Do you think it is beneficial or harmful to tell them what you have seen?

Lets hear some thoughts on this!
 
No.

I did a few times at first because she wanted to show she cared about what was bothering me.

It usually ended up disturbing her so badly I had to put off coping myself to take care of her.

All I share now are successes and funny stories.
 
We're both in EMS, and freely share, although it's more the interpersonal junk that bothers us, and less the calls.
 
I don't have a girl... thanks for reminding me (and JT... and usually lights, but NOOO)


I tell my parents and siblings from time to time if they ask, but they don't really have the right mentality for most of it.
 
We're both in EMS, and freely share, although it's more the interpersonal junk that bothers us, and less the calls.

I think dating someone who is also a health care professional definitely makes it easier to share. Although, its nice to have a separation sometimes too and leave work at work.
 
I think dating someone who is also a health care professional definitely makes it easier to share. Although, its nice to have a separation sometimes too and leave work at work.
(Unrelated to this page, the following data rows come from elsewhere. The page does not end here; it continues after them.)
PR #2653, opened 2024-04-16
WASM: Use release build

anutosh491:
Inspired by the patch added here(https://github.com/emscripten-forge/recipes/pull/883/files) to build lpython against the emscripten compiler package

### DIFF
--- a/build_to_wasm.sh
+++ b/build_to_wasm.sh
@@ -9,8 +9,9 @@ cp -r src/runtime/lpython src/bin/asset_dir
 
 ./build0.sh
 emcmake cmake \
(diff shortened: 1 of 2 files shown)


Shaikh-Ubaid:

We've been married for over a decade. I honestly haven't experienced any other way.
 
I'll share funny stories, such as the shim that cut herself while inserting a bottle (that part wasn't funny, but other parts of that call were), the time I had the guy that got his fist stuck up his rectum, or maybe something positive like deliveries that went well. She wouldn't know what to make of a peds arrest call, a "cool" trauma, an ugly arrest, etc.
 
I think dating someone who is also a health care professional definitely makes it easier to share. Although, its nice to have a separation sometimes too and leave work at work.

You're right about that. I was feeling a little down after a nasty job. We were called to pronounce a one year old. As the mother described it, the baby daddy had been growing increasingly annoyed by the baby crying, needing to eat, and that the mother wasn't giving him enough "attention." It was described that he took the baby by the ankles, and repeatedly swung her against the wall. I'm not going to decribe what I saw when I entered the room. Anyway, I needed to talk about it, especially since my little one was around the same age. My wife just said that she didn't want to hear about it. Understandable that the lay person would not want that mental picture. I had a strange job where around the corner from a hotel, we found a naked, deceased man wrapped in carpet, inside of a shopping cart, middle of summer, tons of flies and such. What made it bizarre was that he had to have been dead for a few days, and the cart was in plain view of the apartments across the street. Someone in EMS would be interested talking about how that was a poor attempt at hiding the body, and why no one reported it, until a hotel worker found the cart. A lay person either wouldn't want the picture of a bloated body, sloughing skin and bugs, or they wouldn't feel comfortable discussing possible reasons for that situation.
 
What was the dispatch for that lol?

Injury minor. There was no description over the air. Ususally they would say "46 Young for the diff breather," or something. Ususally rape calls are silent, and so was this. The text on the CAD (it was like six or seven years ago) said "XX y/o male, unable to remove fist from his rectum, quite simple.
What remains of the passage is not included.